Yang jelas perjalanan hari itu adalah ziarah ke maqbarah Mbah Hasyim Asy'ari. Sebuah undangan yang sangat batiniah dan jika tak berbalas seolah saya memiliki hutang. Hingga akhirnya perjalanan itu menunaikan semua hal yang mengganjal di jiwa. Saya pun bisa curhat dengan sepuasnya lewat lantunan shalawat dan bacaan fatihah.
Ketika di sana saya pun memanjatkan doa. Saya berwasilah atas nama kekasih semoga saja hidup semakin terarah. Saya pun tak lupa menyebut namanya sebanyak mungkin berharap ada secercah harapan. Bukankah harapan itu serupa cahaya yang menerangi kita di kala gelap gulita.

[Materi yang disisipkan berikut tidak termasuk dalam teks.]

PR #10, opened 2019-03-29
test(cactus-web): configure jest & add button tests

Dhalton:
Configures jest for `cactus-web` and adds tests for the button component


modules/cactus-web/src/Button/Button.test.tsx
```diff
@@ -1,19 +1,85 @@
...
+  test('should default to standard variant', () => {
+    const button = render(
+      <ThemeProvider theme={cactusTheme}>
+        <Button>
+          Click me!
+        </Button>
+      </ThemeProvider>
+    )
+
+    expect(button).toMatchSnapshot()
```
JamesNimlos: We'll need to snapshot just the rendered component instead of the whole wrapper
```suggestion
    expect(button.asFragment()).toMatchSnapshot()
```

Dhalton: Ah, right! I'll update the tests

PR #16, opened 2019-04-02
feat(cactus-web): Add text buttons

Dhalton:
CACTUS-20

### DIFF
--- a/modules/cactus-theme/index.ts
+++ b/modules/cactus-theme/index.ts
@@ -31,7 +31,7 @@ export interface GeneratorOptions {
   primaryHue: number
 }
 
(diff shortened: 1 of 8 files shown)


modules/cactus-theme/index.ts
```diff
@@ -31,7 +31,7 @@ export interface GeneratorOptions {
   primaryHue: number
 }
 
-const repayOptions: GeneratorOptions = { primaryHue: 210 }
+const repayOptions: GeneratorOptions = { primaryHue: 200 }
```
JamesNimlos: oops, we'll need to re-publish with this update

PR #19, opened 2019-04-04
Separate i18n functionality to separate library

JamesNimlos:


modules/cactus-fwk/tests/featureFlags.test.js
```diff
@@ -0,0 +1,5 @@
+describe('feature flags', () => {
+  test('TODO', () => {
+    expect(true).toBe(true)
```
Dhalton: true === true ✅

Saya juga berdoa mengetuk pintu langit lewat makam orang mulia. Berharap keberanian dan warisan ilmunya dapat saya pinjam walaupun sedikit. Tentu keberkahan dari kekasih Allah adalah keutamaan daripada amal kita yang rapuh.

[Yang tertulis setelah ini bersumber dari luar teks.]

PR #21, opened 2019-04-08
feat(cactus-web): Text icon buttons

Dhalton:
I branched off of the `icon-buttons` branch, so that should be reviewed and merged first. (#20)

I noticed that I didn't add a strikethrough on disabled buttons, so there's a commit in here to do that as well.

Text+Icon buttons didn't require a new component; you can just put an icon inside `TextButton` along with some text to achieve the effect, so I just added onto the `TextButton` stories/tests

### DIFF
--- a/modules/cactus-web/package.json
+++ b/modules/cactus-web/package.json
@@ -8,7 +8,6 @@
   "scripts": {
     "new": "node scripts/make-component.js",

Saya pun kadang berpikir apa yang mesti dicari di dunia ini. Di mana kita mesti bermuara. Dan jika tak tau arah ke mana kita mengadu. Sungguh pertanyaan itu tak mengandung jawab jika kita tidak memberinya makna. Bukankah orang modern telah kalah ditelan kesibukan. Hingga mereka lupa bagaimana cara menikmati hidup.
Manusia modern justru lebih sering terjebak dengan rutinitas, dalam bahasa Byung Chul Han, the Burnout Society (2015) atau masyarakat yang kelelahan. Mereka yang menua di jalanan demi peras keringat banting tulang. Terjebak macet dan kehabisan waktu beristirahat. Mereka bekerja siang malam tanpa pernah menikmati hasilnya. Mereka yang berlomba demi kebahagiaan orang lain dan lupa dengan kebahagiaan diri sendiri. Mereka yang justru kadang lupa bahwa dirinya adalah manusia. Mereka yang memuluskan segala cara demi ambisi posisi dan jabatan. Mereka yang menggadaikan segalanya demi hal sementara.

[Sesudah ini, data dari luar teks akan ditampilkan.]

PR #29, opened 2019-04-17
feat(cactus-web): Add checkbox component

Dhalton:
At long last! Checkboxes... ✅

### DIFF
--- a/modules/cactus-web/src/CheckBox/CheckBox.tsx
+++ b/modules/cactus-web/src/CheckBox/CheckBox.tsx
@@ -1,0 +1,79 @@
+import React from 'react'
+import styled from 'styled-components'
+import { StatusCheck } from '@repay/cactus-icons'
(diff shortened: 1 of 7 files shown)


modules/cactus-web/src/CheckBox/CheckBox.tsx
```diff
@@ -0,0 +1,79 @@
+import React from 'react'
+import styled from 'styled-components'
+import { StatusCheck } from '@repay/cactus-icons'
+
+interface CheckBoxProps {
```
JamesNimlos: You could extend this with `React.HTMLProps<HTMLInputElement>`, then you don't need to add the onChange, onBlur, ... etc events manually?

Dhalton: Will do!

Jika kita merasa kehilangan sesuatu maka carilah. Tapi jika kita tidak merasa kehilangan apapun maka koreksilah. Barangkali ada hal-hal bersifat batiniah yang kita mudah melupakannya. Begitulah pikiran saya seperti halnya Socrates bahwa kebahagiaan semakin dicari justru tak akan ditemukan. Kebahagiaan adalah energi yang diciptakan oleh hati.
Aristoteles berkata bahwa puncak dari tindakan etis adalah kebahagiaan bersifat "eudemonia" alias intelektual. Artinya bahwa kebahagiaan itu adalah ketika kita mampu membagi kebermanfaatan buat sesama. Tak ada lain bahwa puncak dari perjalanan adalah peninggalan kebermanfaatan yang dirasakan oleh lingkungan.[]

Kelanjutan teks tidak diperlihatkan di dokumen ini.